Sittensen – Beim 16. Fußball-Bezirkstag Ende Januar erlebte Berthold Fedtke seinen letzten großen Auftritt. Der langjährige Chef des Schiedsrichterausschusses wurde für sein Engagement zum Ehrenmitglied des Bezirks Lüneburg ernannt und verabschiedet. Doch damit nicht genug, denn ein weiteres Sahnehäubchen folgte für den 68-Jährigen aus Sittensen mit der Verleihung der goldenen Ehrennadel des Niedersächsischen Fußballverbandes (NFV).

„Ich habe in der Vergangenheit schon über ein Aufhören nachgedacht. Das Alter dafür hatte ich ja. Und 26 Jahre im Bezirksschiedsrichterausschuss sind dann auch genug“, meint Berthold Fedtke. Ob er es wirklich schafft, von hundert auf null runterzufahren, wird sich zeigen. Denn: Die Beobachtertätigkeit, die in gut drei Jahrzehnten zu seinem geliebten Steckenpferd wurde, wird ihn weiterhin verfolgen. „Ich kann mir schon vorstellen, wenn der Fußball wieder rollt und Bedarf ist, ab und an auf Bezirksebene zu beobachten“, gesteht Fedtke.

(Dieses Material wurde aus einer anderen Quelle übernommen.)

PR #86, opened 2020-06-24
Fix cookzoom crash.

shacknetisp:
Replacement of #82 

Avoids dividing by zero in places where `cookzoom` is used which ultimately results an infinite loop.

Fixes the freeze reproduceable in master by zooming with rifle and switching to another weapon with a number key (must have `firstpersonbob 0` and no compiler optimizations and ffast-math).

### DIFF
--- a/src/game/game.cpp
+++ b/src/game/game.cpp
@@ -1010,7 +1010,7 @@ namespace game
                 int frame = lastmillis-lastzoom;
 
                 float pc = 1.f;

„Berthold und ich waren ähnlich gepolt, haben sehr gut zusammengearbeitet. Ich habe in all den Jahren seine Zuverlässigkeit, Loyalität und das große Vertrauen geschätzt. Wir haben oft Dinge kontrovers diskutiert, festgelegt und wie besprochen durchgezogen. Da gab es nie ein hintenherum. Er ist als Schiedsrichter groß geworden – und die Beobachtungen lagen ihm ganz besonders am Herzen“, sagt Hans-Günther Kuers, der sich als NFV-Bezirksvorsitzender gemeinsam mit seinem langjährigen Verbündeten in den Ruhestand begab.

Dass der gebürtige Sittenser einmal in der Funktionärs-Szene eine Erfüllung finden würde, bahnte sich früh an. Als aktiver Fußballer – zunächst in der JSG Nordheide und anschließend beim VfL Sittensen – hatte er nie den durchschlagenden Erfolg. „Ich hatte schon Spaß am Fußball, konnte laufen wie verrückt. Doch über die Reserve bin ich nicht hinausgekommen“, so der frühere beinharte linke Verteidiger.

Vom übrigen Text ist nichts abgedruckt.